* [DATA SUPPLIED]:
PR #912, opened 2024-09-02
config kind cluster to increase maximum log file size and event-ttl

qindotguan:
A larger operator log size and longer events duration would be useful for users who want to debug issues on a local Kind cluster. This PR will increase the maximum log size from 10Mi to 100Mi and the duration of events from 1 hour to 24 hours.

# Patch in kubelet to increase maximum log file size
On a newly deployed Kubernetes cluster, the pod's log is located under the host /var/log/pods/<pods-name> directory with a maximum log file size of 10Mi (openshift cluster is 50Mi). 
As our verticadb-operator pod's log grows fast as time passes by, especially with online upgrade operations, it's recommended to configure the kubelet argument containerLogMaxSize to increase the maximum log file size to 100Mi.

# Patch in apiserver to increase events ttl duration
By default, the k8s cluster clears the events after 1 hour and is not persistent on any disk. The direct way is to add extra args --event-ttl for apiserver to increase the events time-to-live (TTL) duration.

### DIFF
--- a/scripts/kind.sh
+++ b/scripts/kind.sh
@@ -29,6 +29,8 @@ KIND=$REPO_DIR/bin/kind
 REG_NAME='kind-registry'
 REG_PORT='5000'
 HANDLE_REGISTRY=1
+LOG_MAX_SIZE='100Mi'
+EVENT_TTL='24h'
 
 while getopts "ut:k:i:ap:xr:m:" opt
 do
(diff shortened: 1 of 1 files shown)


roypaulin:
What events? events like `CreateDBStart`?

qindotguan:
Yes. The goal is to view those events in the past 24 hours or longer.

roypaulin:
And why do we need this for? e2e tests? Can you add the reason to the description?

cchen-vertica (approved):

roypaulin (approved):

* [ASSIGNMENT]:
Make an exact copy of all the lines above.

* [SOLUTION TO THIS PROBLEM]:
PR #912, opened 2024-09-02
config kind cluster to increase maximum log file size and event-ttl

qindotguan:
A larger operator log size and longer events duration would be useful for users who want to debug issues on a local Kind cluster. This PR will increase the maximum log size from 10Mi to 100Mi and the duration of events from 1 hour to 24 hours.

# Patch in kubelet to increase maximum log file size
On a newly deployed Kubernetes cluster, the pod's log is located under the host /var/log/pods/<pods-name> directory with a maximum log file size of 10Mi (openshift cluster is 50Mi). 
As our verticadb-operator pod's log grows fast as time passes by, especially with online upgrade operations, it's recommended to configure the kubelet argument containerLogMaxSize to increase the maximum log file size to 100Mi.

# Patch in apiserver to increase events ttl duration
By default, the k8s cluster clears the events after 1 hour and is not persistent on any disk. The direct way is to add extra args --event-ttl for apiserver to increase the events time-to-live (TTL) duration.

### DIFF
--- a/scripts/kind.sh
+++ b/scripts/kind.sh
@@ -29,6 +29,8 @@ KIND=$REPO_DIR/bin/kind
 REG_NAME='kind-registry'
 REG_PORT='5000'
 HANDLE_REGISTRY=1
+LOG_MAX_SIZE='100Mi'
+EVENT_TTL='24h'
 
 while getopts "ut:k:i:ap:xr:m:" opt
 do
(diff shortened: 1 of 1 files shown)


roypaulin:
What events? events like `CreateDBStart`?

qindotguan:
Yes. The goal is to view those events in the past 24 hours or longer.

roypaulin:
And why do we need this for? e2e tests? Can you add the reason to the description?

cchen-vertica (approved):

roypaulin (approved):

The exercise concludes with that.